Harold and Maude

Director: Hal Ashby
Screenplay: Colin Higgins
Stars: Ruth Gordon (Maude), Bud Cort (Harold), Vivian Pickles (Mrs. Chasen), Cyril Cusack (Glaucus), Charles Tyner (Uncle Victor), Ellen Geer (Sunshine Doré), Eric Christmas (Priest), G. Wood (Psychiatrist), Judy Engles (Candy Gulf), Shari Summers (Edith Phern), Tom Skerritt (Motorcycle Officer), Susan Madigan (Girlfriend)
MPAA Rating: PG
Year of Release: 1971
Country: U.S.
Harold and Maude Criterion Collection Blu-Ray
Harold and MaudeEven in the brash, comparatively open-minded environment of the “New Hollywood” in the early 1970s, Hal Ashby’s Harold and Maude is an incredibly unlikely studio film about an incredibly unlikely romance. With its polarized May-September romance, unironic counterculture values, and oddball tone of pitch-black comedy and love of all things eccentric, it is no wonder that critics were perplexed, if not downright vicious (the reviewer for Variety memorably wrote that the film “has all the fun and gaiety of a burning orphanage”). Mainstream audiences also steered clear, suggesting that the trail for artful, left-of-center Hollywood films blazed by The Graduate (1967) and Easy Rider (1969) was already starting to shut down long before Spielberg’s little shark movie launched the summer blockbuster craze four years later. The fact that it became a huge cult sensation on the midnight movie circuit along with such cinematic oddities as El Topo (1970), The Rocky Horror Picture Show (1975), and Eraserhead (1978) is much less difficult to fathom.

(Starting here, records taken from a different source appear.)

PR #746, opened 2024-10-10
python: add twine as dev dep

reyammer:


python/uv.lock
```diff
@@ -215,9 +476,37 @@ wheels = [
...
+]
+sdist = { url = "https://files.pythonhosted.org/packages/a5/1c/2bdbcfd5d59dc6274ffb175bc29aa07ecbfab196830e0cfbde7bd861a2ea/keyring-25.4.1.tar.gz", hash = "sha256:b07ebc55f3e8ed86ac81dd31ef14e81ace9dd9c3d4b5d77a6e9a2016d0d71a1b", size = 62491 }
+wheels = [
+    { url = "https://files.pythonhosted.org/packages/83/25/e6d59e5f0a0508d0dca8bb98c7f7fd3772fc943ac3f53d5ab18a218d32c0/keyring-25.4.1-py3-none-any.whl", hash = "sha256:5426f817cf7f6f007ba5ec722b1bcad95a75b27d780343772ad76b17cb47b0bf", size = 38946 },
+]
+
 [[package]]
 name = "magika"
-version = "0.6.0.dev0"
+version = "0.1.0rc1"
```
reyammer, line 509: FYI: @ia0, the maturin setup is messing up the uv.lock magika's python version as well... should not be an actual problem as this should just mean that, locally, the system thinks it has magika 0.1.0rc1 installed, but that doesn't really matter....

ia0: Yes this sounds exactly like https://github.com/PyO3/maturin/issues/2163

PR #749, opened 2024-10-10
Update python-build-and-upload-packages.yml

reyammer:
Build linux package on old ubuntu


reyammer:
FYI @ia0, hopefully this make sure that the package is compatible with ubuntu 20.04 forward.

ia0:
Sounds good, thanks!

PR #362, opened 2024-05-19
Streamline custom commands

Omnikron13:
# Summary
Moved common functionality from `runCustomPRCommand()` & `runCustomIssueCommand()` into new `runCustomCommand()` function

Set and ran rudimentary custom commands in each context. Could probably do with some more robust testing though tbh.

I've left an empty `input` map still initialised in the new function, and merged in the specific data from the calls from different contexts, as I'm not sure what common data might want to be made available common to different contexts.

### DIFF
--- a/ui/modelUtils.go
+++ b/ui/modelUtils.go
@@ -4,6 +4,7 @@ import (
 	"bytes"
 	"fmt"
 	"log"
+	"maps"
 	"os"
 	"os/exec"
 	"text/template"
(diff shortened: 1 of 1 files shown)


Omnikron13:
Following the calls back, could drop `runCustomPRCommand()` & `runCustomIssueCommand()` too I suppose, unless there's likely to be extra logic there that doesn't want to be polluting `executeKeybinding()`.

dlvhdr (approved):

PR #366, opened 2024-05-23
Use "Switch to issues" and "Switch to PRs" for better observability

znd4:
# Summary

It was hard for me to find the capability to view issues -- I saw it mentioned in the README, but I couldn't find it in the `?` menu. This PR proposes varying the help text for the "switch view" action so that the words "issues" or "PRs" are present where applicable.

E.g.:

```
...
s Switch to issues
```

or

```
s Switch to PRs
```

Alternatively, we could use the simpler

```
s View issues
```

but that would lose the nice acronym. Also, "switch" feels like a relevant hint that this will fully replace the current view.

```sh
go run .
```

### DIFF
--- a/ui/keys/issueKeys.go
+++ b/ui/keys/issueKeys.go
@@ -8,6 +8,7 @@ type IssueKeyMap struct {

Written by Colin Higgins when he was a third-year film student at UCLA (he would go on to write and direct the turn-of-the-’80s hit 9 to 5), Harold and Maude has a loose, rambling vibe that eschews an orderly narrative in favor of something that feels more like life in all its random messiness even though many of the characters and situations in which they find themselves are stylized to the point of absurdist artifice. The film spends much of its time in that unique space between reality and farce, towing a fine line that director Hal Ashby, in only his second feature outing, maintains with seemingly effortless grace. Ashby would go on to be a potent force in 1970s Hollywood, directing a string of offbeat classics that include The Last Detail (1972), Coming Home (1978), and Being There (1979) before the cultural and institutional shifts of the 1980s marginalized him to the point of irrelevance. That Harold and Maude, buoyed by a folksy Cat Stevens soundtrack, failed to find its initial audience and has since become a classic (both cult and otherwise) in its own right is testament to just how far ahead Ashby was, even though the film itself was often thought to be several years late, having just missed the late-’60s counterculture wave (not surprisingly, it was immediately embraced in Europe, where it was also turned into a popular stageplay).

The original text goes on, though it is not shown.